Atari Frames (4×84×84) → CNN Encoder (1.88M params) → 384D Embeddings
→ 3-Layer HRVQ (256 codes/layer) → Discrete Tokens
→ Hierarchical Transformer World Model (11M params)
→ Imagination Rollouts → Policy Optimization
CNN Encoder (1.88M params, 30 epochs):
- Temporal consistency: 0.260 (consecutive frames 74% closer than random)
- Embedding diversity: 1.411 (no mode collapse)
- Game state correlation: 0.267 (3x better than DINOv2's 0.08)
- Trained with temporal contrastive learning (InfoNCE) on stacked 4-frame inputs
VQ Tokenizer (256 codes, 50 epochs):
- Codebook usage: 256/256 (100% utilization, no dead codes)
- Perplexity: 240.25 (near theoretical max of 256)
- Temporal smoothness: 0.811 (tokens are coherent across frames - 81% persist frame-to-frame)
- Training time: 50 epochs in ~50 seconds
Multi-Game Generalization (Pong, Breakout, MsPacman):
- Unified Embedding Space: A single encoder learned consistent temporal features across 3 distinct games (Norm: 1.0, Temporal Ratio: 0.22 avg).
- Shared Vocabulary: Trained one VQ codebook (256 codes) on 300k combined frames — 100% codebook usage and high perplexity (~240) on the joint dataset within 2 epochs.

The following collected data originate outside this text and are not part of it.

PR #854, opened 2019-03-18
change the django documentation to introduce mixins + details on fkey

louiseGrandjonc:


louiseGrandjonc:
This page is missing `TenantOneToOneField`

louiseGrandjonc:
Also how to handle `ManyToMany` unique constraints

develop/migration_mt_django.rst
```diff
@@ -5,76 +5,185 @@
...
+
+
+  class Task(models.Model):
+      name = models.CharField(max_length=255)
+      project = models.ForeignKey(Project, on_delete=models.CASCADE,
+                                  related_name='tasks')
+
+
+
+The tricky thing with this pattern is that in order to find all tasks for an account, you'll have to query for all of a account's project first. This becomes a problem once you start sharding data, and in particular when you run UPDATE or DELETE queries on nested models like task in this example.
```
jonels-msft: in order to find all tasks for an account, you'll have to query for all of a*n* account's project*s* first

develop/migration_mt_django.rst
```diff
@@ -5,76 +5,185 @@
...
+**1.1 Introducting the column to models belonging to an account**
+
+In order to scale out a multi-tenant model, it's essential that you can locate all records that belong to an account quickly.
+The reason is that we want that an ORM call like
+
+.. code-block:: python
+
+  Project.objects.filter(account_id=1).prefetch_related('tasks')
+
+Generating the following queries
```
jonels-msft: I think "we want … to generate" sounds more natural than "we want … generating"

jonels-msft: The before and after SQL kind of confused me the way it was phrased. What about this.

```rst
In order to scale out a multi-tenant model, it’s essential for queries to quickly
locate all records that belong to an account. Consider an ORM call such as:

.. code-block:: python

  Project.objects.filter(account_id=1).prefetch_related('tasks')

It generates these underlying SQL queries:

.. code-block:: sql

  SELECT *
    FROM myapp_project
   WHERE account_id = 1;
  
  SELECT *
    FROM myapp_task
   WHERE project_id IN (1, 2, 3);

However the second query would go faster with an extra filter:

.. code-block:: diff

  + -- the AND clause identifies the tenant

    SELECT *
      FROM myapp_task
     WHERE project_id IN (1, 2, 3)
  +    AND account_id = 1;
```

develop/migration_mt_django.rst
```diff
@@ -5,76 +5,185 @@
...
-    name = models.CharField(max_length=255)
-    url = models.URLField()
+  class Country(models.Model):
+      name = models.CharField(max_length=255)
+
+  class Account(models.Model):
+      name = models.CharField(max_length=255)
+      domain = models.CharField(max_length=255)
+      subdomain = models.CharField(max_length=255)
+      country = models.ForeignKey(Country, on_delete=models.CASCADE)
```
jonels-msft: This isn't really related to what you're documenting, but... I wonder whether "restrict" would be a safer choice here than "cascade," since otherwise accidentally deleting a country could blow away a bunch of accounts.

develop/migration_mt_django.rst
```diff
@@ -5,76 +5,185 @@
...
+
+  Project.objects.filter(account_id=1).prefetch_related('managers')
+
+
+Can include in their :code:`WHERE` clause the :code:`account_id` like this:
+
+.. code-block:: postgresql
+
+  SELECT *
+  FROM "myapp_project" WHERE "myapp_project"."account_id" = 1;
```
jonels-msft: I'll leave it up to you whether you prefer the query style generated by the ORM such as

```sql
SELECT *
FROM "myapp_project" WHERE "myapp_project"."account_id" = 1;
```

vs a more friendly style like

```sql
SELECT *
  FROM myapp_project
 WHERE account_id = 1;
```

The former has the advantage that it matches what's actually happening, but the latter I find easier to understand.

develop/migration_mt_django.rst
```diff
@@ -5,76 +5,185 @@
...
 
-The tricky thing with this pattern is that in order to find all purchases for a store, you'll have to query for all of a store's products first. This becomes a problem once you start sharding data, and in particular when you run UPDATE or DELETE queries on nested models like purchases in this example.
+  SELECT *
+  FROM "myapp_manager"
+  INNER JOIN "myapp_projectmanager"
+  ON ("myapp_manager"."id" = "myapp_projectmanager"."manager_id"
+  AND  myapp_projectmanager"."account_id" = "myapp_manager"."account_id")
```
jonels-msft: Missing double quote?

Which makes me think, maybe you want to run these commands in a db just to double check them?

develop/migration_mt_django.rst
```diff
@@ -88,84 +197,322 @@ Django automatically creates a simple "id" primary key on models, so we will nee
...
+Some ``UNIQUE`` constraints are created by the ORM and you will need to explicitily drop them.
+This is the case for ``OneToOneField`` and ``ManyToMany`` fields.
+
+
+For these cases you will need to:
+1. Find the constraints
+2. Do a migration to drop them
+3. Re-create constraints including the account\_id field
+
+To find the constraints, connect to your database and run ``\d+ myapp_projectmanager``
```
jonels-msft: Might want to note that we're asking them to connect with psql in particular. (Django has its own command line db console.)

develop/migration_mt_django.rst
```diff
@@ -88,84 +197,322 @@ Django automatically creates a simple "id" primary key on models, so we will nee
...
+~~~~~~~~~~~~~~~~~~~~~~~~~~~~~~~~~~~~~~~~~~~~~~
+
+Next, we'll use the `django-multitenant <https://github.com/citusdata/django-multitenant>`_ library to add account_id to foreign keys, and make application queries easier later on.
 
 In requirements.txt for your Django application, add
 
 ::
 
-  django_multitenant>=1.1.0
+  django_multitenant>=2.0.0
```
jonels-msft: Perhaps for safety in case of a future breaking change, could do

```
django_multitenant >=2, <3
```

develop/migration_mt_django.rst
```diff
@@ -88,84 +197,322 @@ Django automatically creates a simple "id" primary key on models, so we will nee
...
 
 .. code-block:: python
 
-  from django_multitenant.models import *
-  from django_multitenant.fields import *
+  from django_multitenant.mixins import *
+
 
-Change all the models to inherit from ``TenantModel`` rather than ``Model``, set the tenant\_id on each model, and use ``TenantForeignKey`` rather than ``ForeignKey`` for any foreign key which does not already contain the tenant\_id.
+Then your models should be changed to have the new manager and inheritance. As we are using Mixins, your models and managers can also inherits from other mixins you might have been using previously. It is for example compatible with using :code:`django.contrib.gis.db` models.
```
jonels-msft: This paragraph was kind of confusing for me. How about something like

```rst
Previously our example models inherited from just models.Model, but now we need
to change them to also inherit from TenantModelMixin. The models in real
projects may inherit from other mixins too like ``django.contrib.gis.db``,
which is fine.

You will also, at this point, introduce the tenant_id to define which column is
the distribution column.
```

develop/migration_mt_django.rst
```diff
@@ -88,84 +197,322 @@ Django automatically creates a simple "id" primary key on models, so we will nee
...
+
+You will also, at this point introduce the tenant_id, to define which column is the distribution column.
 
 .. code-block:: python
 
-  class Store(TenantModel):
-    name = models.CharField(max_length=255)
-    url = models.URLField()
-    tenant_id = "id"
+  class TenantManager(TenantManagerMixin, models.Manager):
```
jonels-msft: What does TenantManager do? Is this what you meant above when you said, "your models should be changed to have the new manager" ?

develop/migration_mt_django.rst
```diff
@@ -178,47 +525,45 @@ We need one final migration to tell Citus to mark tables for distribution. Creat
...
+        "SELECT create_distributed_table('myapp_projectmanager','account_id')"
+      ),
+      migrations.RunSQL(
+        "SELECT create_distributed_table('myapp_task','account_id')"
       ),
-    ]
-
-With all the migrations created from the steps so far, apply them to the database with ``./manage.py migrate``.
-
-There's one more little detail. Server-side cursors do not work well with Citus. Go back to the database configuration in `settings.py` and include the following parameter:
```
jonels-msft: Does Citus now support cursors? We added this note about DISABLE_SERVER_SIDE_CURSORS because someone opened a github issue about it.

develop/migration_mt_django.rst
```diff
@@ -178,47 +525,45 @@ We need one final migration to tell Citus to mark tables for distribution. Creat
...
 The django-multitenant library discussed in the previous section is not only useful for migrations, but for simplifying application queries. The library allows application code to easily scope queries to a single tenant. It automatically adds the correct SQL filters to all statements, including fetching objects through relations.
 
 For instance, in a controller simply ``set_current_tenant`` and all the queries or joins afterward will include a filter to scope results to a single tenant.
 
 .. code-block:: python
 
-  # set the current tenant to the first store
-  s = Store.objects.all()[0]
+  # set the current tenant to the first account
+  s = Account.objects.first()
```
jonels-msft: Nice. :)

develop/migration_mt_django.rst
louiseGrandjonc: I actually copy-pasted some ORM queries, but I simplified the parenthesis, so I must have made a mistake in this one. I think that I will remove the quotes, it will be more readable

develop/migration_mt_django.rst
louiseGrandjonc: The `TenantManager` uses the `TenantManagerMixin` it's basically what handles the changes in the ORM calls (like adding filters to joins and all). It's necessary for the models to do the right queries, and also it means that if they have their own manager, let's say they have 

```
class ProjectManager(models.Manager):
    def get_queryset(self):
        # do something
```

They can change it to be   


```
class ProjectManager(TenantManagerMixin, models.Manager):
    def get_queryset(self):
        # do something
```

develop/migration_mt_django.rst
louiseGrandjonc: Ah, not sure, I deleted this part because in my tests (in the unit tests of the django-multitenant library) I didn't have to change that.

Hierarchical Residual VQ (HRVQ):
Implemented and trained a 3-layer Hierarchical Residual VQ inspired by SoundStream (2021) and HiTVideo (2025). Each layer quantizes the residual of the previous, with layer-specific commitment costs [0.05, 0.25, 0.60] forcing Layer 0 to capture coarse shared representations first. 100% codebook utilization across all layers (perplexities: 240/229/228). Cross-game analysis of Layer 0 tokens shows shared codes for backgrounds and motion primitives, with game-specific mechanics (paddle physics, ghost AI, brick patterns) separated into higher layers — consistent with the hierarchical hypothesis that Atari games share structure at the right abstraction level.
Hierarchical Transformer - 40 Epochs, T4 GPU
Built and trained a discrete token world model operating on HRVQ token sequences (6-layer transformer, 384D, 6 heads, 1536 FFN, ~11M params). Predicts next-step tokens autoregressively across the 3-level hierarchy. Architecture inspired by STORM (Zhang et al., 2023) with hierarchical masking novelty.
Architecture Components:
- Token embedding: Interleaves 3 HRVQ layers + action tokens into
(B, T*4, 384)sequences with learned level embeddings and positional encodings - Hierarchical causal mask: Custom attention mask enforcing both temporal causality and semantic hierarchy. Beyond standard causal masking, blocks fine-grained layers (L1, L2) from attending to previous timesteps' detail tokens while allowing all layers to see past coarse physics tokens (L0). Within each timestep, enforces hierarchical dependencies (L2→L1→L0→Action) so predictions build coarse-to-fine
- 6 transformer blocks: Standard pre-norm blocks (MHSA + FFN + residuals + LayerNorm) with cached mask for efficiency
- Prediction heads: Layer-specific linear heads predict next HRVQ codes (L0: action→L0_next, L1: L0→L1_same, L2: L1→L2_same)
- Hierarchical loss: Weighted cross-entropy
[1.0, 0.5, 0.1]emphasizing coarse dynamics, with per-layer accuracy tracking
Dataset Pipeline (world_model_dataset.py):
- Loads 300K timesteps (3 games × 100K) of pre-extracted HRVQ tokens and actions
- Respects episode boundaries using vectorized cumsum-based window validation (0 violations across 246K valid 64-step sequences)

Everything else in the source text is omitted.